I have been using the Dark Brown stuff, but I wish I would have gone with something lighter. There is absolutely nothing wrong with dark brown, I just think some of the other colors look nicer. If you notice, some of the colors offered in the 2mm are not available in the 1.8mm and the 1.8 has colors not offered in the 2mm. As I mentioned, the 2mm material on this site is a bit looser and maybe just a tad thinner. It is not impossible that it would substitute for the 1.8 and do what you are looking for. You should really click on the link for the free sample before you make the purchase. When I ordered my free samples I was sent a couple chunks of cord that were just the right length for making a loop. I actually got the chance to try the material on my bow before I took the plunge. The discount that comes with the free sample is nice. I think I only spent about $27 when I made my purchase.

Automan


----------



## jim p (Oct 29, 2003)

Thanks so much. This is perfect. I can get 3000 feet for less than 5 cents per foot.


----------



## automan26 (Oct 21, 2002)

jim p said:


> Thanks so much. This is perfect. I can get 3000 feet for less than 5 cents per foot.
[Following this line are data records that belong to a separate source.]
PR #3202, opened 2019-10-15
cleanup: update MultiRegional and Regional to Standard

### LINKED ISSUE #3044: Update MultiRegional and Regional to Standard
Previously, we implemented the concept of "Location Type" to move the concept of bucket location away from storage class. It is no longer considered correct to use "MultiRegional" or "Regional" as a storage class, instead those should be location types.

As such, we need to update every instance of the "MultiRegional" and "Regional" storage in samples, library documentation, and tests to use "Standard" instead--Standard is a correct storage class.

Note that "MultiRegional" and "Regional" should only be replaced with "Standard" in cases where they are used a storage class. If they're used as a location type, that's fine and doesn't need to be replaced.

https://github.com/googleapis/google-cloud-cpp/search?utf8=%E2%9C%93&q=regional&type=

manish-qlogic:
This fixes #3044

---
This change is [Reviewable](https://reviewable.io/reviews/googleapis/google-cloud-cpp/3202)


manish-qlogic:
___
*[google/cloud/storage/benchmarks/storage_file_transfer_benchmark.cc, line 93 at r1](https://reviewable.io/reviews/googleapis/google-cloud-cpp/3202#-LrF956U2ir1fKxPejKn:-LrGpgRt0vbWt4qIstks:bymirpq) ([raw file](https://github.com/googleapis/google-cloud-cpp/blob/fda2219798752d88f70ca07d2d13358d82cc6c9b/google/cloud/storage/benchmarks/storage_file_transfer_benchmark.cc#L93)):*

Instead, change this to say `.set_location_type(gcs::location_type::Regional())` hmmm... if we do not have the `location_type` helpers we should probably add them.
</blockquote></details>

I don't find a setter for location_type, is this intentional?

manish-qlogic:
___
*[google/cloud/storage/benchmarks/storage_file_transfer_benchmark.cc, line 93 at r1](https://reviewable.io/reviews/googleapis/google-cloud-cpp/3202#-LrF956U2ir1fKxPejKn:-LrGvXVB9-IFsF9n8HpW:b-6bqill) ([raw file](https://github.com/googleapis/google-cloud-cpp/blob/fda2219798752d88f70ca07d2d13358d82cc6c9b/google/cloud/storage/benchmarks/storage_file_transfer_benchmark.cc#L93)):*
<details><summary><i>Previously, manish-qlogic wrote…</i></summary><blockquote>

I don't find a setter for location_type, is this intentional?
</blockquote></details>

and current values for location_type are `region`, `dual-region` and `multi-region` as shown in following documentation

https://cloud.google.com/storage/docs/storage-classes

I presume, we should have helper functions with the same names.

manish-qlogic:
___
*[google/cloud/storage/benchmarks/storage_latency_benchmark_go.go, line 100 at r1](https://reviewable.io/reviews/googleapis/google-cloud-cpp/3202#-LrF9Oeb5kFDOMYkdGUs:-LrHAl2r06Y3ico8Uhla:bqoq3i5) ([raw file](https://github.com/googleapis/google-cloud-cpp/blob/fda2219798752d88f70ca07d2d13358d82cc6c9b/google/cloud/storage/benchmarks/storage_latency_benchmark_go.go#L100)):*

Same here, though I am not sure how this is represented in the golang library.
</blockquote></details>

`LocationType` as mentioned here
https://github.com/googleapis/google-cloud-go/blob/b9197a057a6cb1129f29cd21ca11d1bb043666d1/storage/bucket_test.go#L407

Issue #3056, opened 2019-09-14
Migrate storage testbench to Python 3


coryan:
Currently it only runs with Python 2.7 and that is going EOL soon.

coryan:
The builds are failing, I think because some of the modules assume Python 3, staying on Python 2.7 has become untenable I think.

PR #3204, opened 2019-10-15
fix(testbench): improve Python 3 compatibility

crwilcox:
Addresses some incompatibilities with Python 3. With these changes I was able to use Python 3 to upload a file to the test bench.

Related bug: #3056

---
This change is [Reviewable](https://reviewable.io/reviews/googleapis/google-cloud-cpp/3204)


ci/kokoro/docker/Dockerfile.fedora
```diff
@@ -36,15 +36,15 @@ RUN dnf makecache && dnf install -y \
     ncurses-term \
     openssl-devel \
     pkgconfig \
-    python \
+    python38 \
```
remyabel: Why python38? Why not just install both python and python3? Most people will not have python38 installed. The current version of `python3` is `3.7.5`, which is also the default in Fedora 31.

ci/kokoro/docker/Dockerfile.fedora-install
```diff
@@ -40,15 +40,15 @@ RUN dnf makecache && dnf install -y \
...
+    python38 \
     shtool \
     unzip \
     wget \
     which \
     zlib-devel
 
-RUN pip install --upgrade pip
-RUN pip install httpbin flask gevent gunicorn crc32c
+RUN python3.8 -m pip install --upgrade pip
```
remyabel: Genuine question: is it better to do `python3 -m pip` or `pip3` here?

ci/kokoro/docker/Dockerfile.fedora
crwilcox: I am happy to rely on 3.7.5. I didn't count on there being one. happy to change this :)

ci/kokoro/docker/Dockerfile.fedora-install
crwilcox: Not all OS platforms have `pip3`. Calling `python3 -m pip` ensures the pip we are using is the one connected to that particular interpreter. So the more consistent experience across platforms and double-sureness is why I tend to do this. In theory, they are equivalent.

crwilcox:
@remyabel @coryan since opening this I figured out running the tests locally. If having this hang around is irritating, I can close it and reopen it once it is ready to merge. Just let me know.

coryan:
Let's close it for now. Thanks for making these changes btw.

Just make sure that you try out the free samples before taking the plunge. 3000 feet of that stuff is going to last a long, long time, but you can always sell some to your friends and maybe recover a chunk of your initial purchase price.

Automan


----------



## jim p (Oct 29, 2003)

Will do.



automan26 said:


> Just make sure that you try out the free samples before taking the plunge. 3000 feet of that stuff is going to last a long, long time, but you can always sell some to your friends and maybe recover a chunk of your initial purchase price.
> 
> Automan


----------



## jim p (Oct 29, 2003)

I finally asked for samples. I was able to request 3 samples so I got 1.6mm, 1.8mm and 2mm white samples. I shoot a low pound pull bow so I may be able to go as low as the 1.6mm material.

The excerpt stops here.